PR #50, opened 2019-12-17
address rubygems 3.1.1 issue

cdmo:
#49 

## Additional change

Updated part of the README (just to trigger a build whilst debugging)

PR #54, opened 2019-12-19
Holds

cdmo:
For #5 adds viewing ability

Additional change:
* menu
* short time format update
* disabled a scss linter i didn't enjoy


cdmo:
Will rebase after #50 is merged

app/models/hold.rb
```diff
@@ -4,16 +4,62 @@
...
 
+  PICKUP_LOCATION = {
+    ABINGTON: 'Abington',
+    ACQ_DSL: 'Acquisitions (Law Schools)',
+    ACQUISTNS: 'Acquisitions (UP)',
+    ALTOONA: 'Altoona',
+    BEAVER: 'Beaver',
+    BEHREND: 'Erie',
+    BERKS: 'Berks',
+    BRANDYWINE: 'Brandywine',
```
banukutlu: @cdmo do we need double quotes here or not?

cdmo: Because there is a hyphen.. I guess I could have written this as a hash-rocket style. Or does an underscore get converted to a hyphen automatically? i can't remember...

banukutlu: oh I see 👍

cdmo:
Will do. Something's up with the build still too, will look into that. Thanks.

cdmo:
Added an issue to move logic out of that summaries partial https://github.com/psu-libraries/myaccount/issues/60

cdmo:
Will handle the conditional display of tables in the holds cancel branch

========

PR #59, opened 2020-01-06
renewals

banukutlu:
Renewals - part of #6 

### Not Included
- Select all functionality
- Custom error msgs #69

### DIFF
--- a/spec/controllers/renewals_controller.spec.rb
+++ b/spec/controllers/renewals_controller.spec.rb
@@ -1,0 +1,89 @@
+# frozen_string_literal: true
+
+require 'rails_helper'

========

**Goal of the exercise**:
Could you copy each line of the material that holds "Will"?

**Task result**:
Will rebase after #50 is merged
Will do. Something's up with the build still too, will look into that. Thanks.
Will handle the conditional display of tables in the holds cancel branch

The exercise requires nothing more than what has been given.